Indicating Current Flow in a Simple circuit

Current is measured in Amperes, (often abbreviated as ‘Amps’) or commonly in milliAmperes or microAmperes in electronic circuits.

An Ampere can be defined as;

The amount of electric charge, measured in Coulombs, which passes a given point in a circuit, per second.

1 Ampere = 1 Coulomb per second.

1 Coulomb is the amount of charge carried by approximately 6.24150948 x 1018 electrons, or to be a little more exact: 6,241,509,479,607,717,888 electrons!

The measurement of the Ampere is not made, believe it or not, by sitting there and counting electrons! It is actually defined by calculating the force exerted between the magnetic fields around two parallel wires. If you are really keen to get into the numbers and method of defining the Ampere try this link to NIST, the National Institute for Standards and Technology at the U.S. Department of Commerce.

Voltage and E.M.F.

Labelling Voltages and Currents

Fig. 4.1.3 Labelling Voltages and Currents.

Whenever a current is flowing, a voltage must be present. Voltage is sometimes described as an electrical pressure, the force that drives current through the circuit, just as water pressure drives water around a circulating pipe. In electrical terms, a voltage is actually the difference in electric charge at two points in a circuit. This difference in charge at two points will always try and equalise by causing the electrons to flow around the circuit. With no potential difference between different points in a circuit there will be no current flow. Equally if there are potential differences, but the circuit is incomplete (i.e. there is a break in the circuit) there will be no current.

What causes the charge difference is therefore the force that drives a circuit. This may be a device such as a CELL or a BATTERY (a battery is just several interconnected cells) or alternatively the source of electric potential may be derived from the mains (line) supply. Whatever the source of energy used the driving force for the circuit current can be called the ELECTRO-MOTIVE FORCE or E.M.F.
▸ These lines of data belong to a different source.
PR #122, opened 2020-07-07
Fixing manger_test.go case.

loriscn12:
Context: https://github.com/golang/go/issues/35472

### DIFF
--- a/gnoi/os/manager_test.go
+++ b/gnoi/os/manager_test.go
@@ -54,7 +54,7 @@ func TestSetRunning(t *testing.T) {
 			manager := NewManager("new")
 			err := manager.SetRunning(test.version)
 			if (err == nil) == test.wantsErr {
-				t.Errorf("Error running OS: Error is %w", err)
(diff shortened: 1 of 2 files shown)


gnoi/os/manager_test.go
```diff
@@ -54,7 +54,7 @@ func TestSetRunning(t *testing.T) {
 			manager := NewManager("new")
 			err := manager.SetRunning(test.version)
 			if (err == nil) == test.wantsErr {
-				t.Errorf("Error running OS: Error is %w", err)
+				t.Errorf("Error running OS: Error is %v", err)
```
ericm, line 57: What version of go did you run into issues with `%w`?

ericm: It was introduced in 1.13

ericm: https://blog.golang.org/go1.13-errors

loriscn12: my bad, I used my personal laptop and did not check the go version, nice you spotted this :)

PR #127, opened 2020-07-08
Added Verify RPC call for OS client

### LINKED ISSUE #125: Implement OS Verify RPC for Client

ericm:
Related Issue: Closes #125

### DIFF
--- a/gnoi/os/client.go
+++ b/gnoi/os/client.go
@@ -55,3 +55,17 @@ func (c *Client) Activate(ctx context.Context, version string) error {
 	}
 	return nil
 }
+
+// Verify invokes the Verify RPC for the OS service.
+// It returns the running version, activation fail message and error
+func (c *Client) Verify(ctx context.Context) (string, string, error) {
+	out, err := c.client.Verify(ctx, &pb.VerifyRequest{})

The term E.M.F. is only used to describe that difference in charge or difference in ‘voltage’ that is the actual source of power for our circuit. Differences in voltage between any other points in the circuit are called "potential differences" (abbreviated to p.d). Both EMF and potential difference are measured in Volts, and so are often both (inaccurately) called "voltages". In addition voltages may each sometimes be labelled E just to add to the confusion.

Strictly speaking the Electrical potential that drives the circuit is called an EMF (measured in volts) and is labelled E.

The difference in electric potential between any other two points in the circuit is called a POTENTIAL DIFFERENCE or p.d. (also measured in Volts) and labelled V.

A voltage in a circuit (either EMF or potential difference) may be shown by an arrow alongside the two points in the circuit (often the two ends of a component) where the potential difference or EMF exists. Conventionally the arrow head is at the more positive potential. Multiple voltages and currents may be labelled V1, V2, I1, I2 etc. as shown in Fig.4.1.3.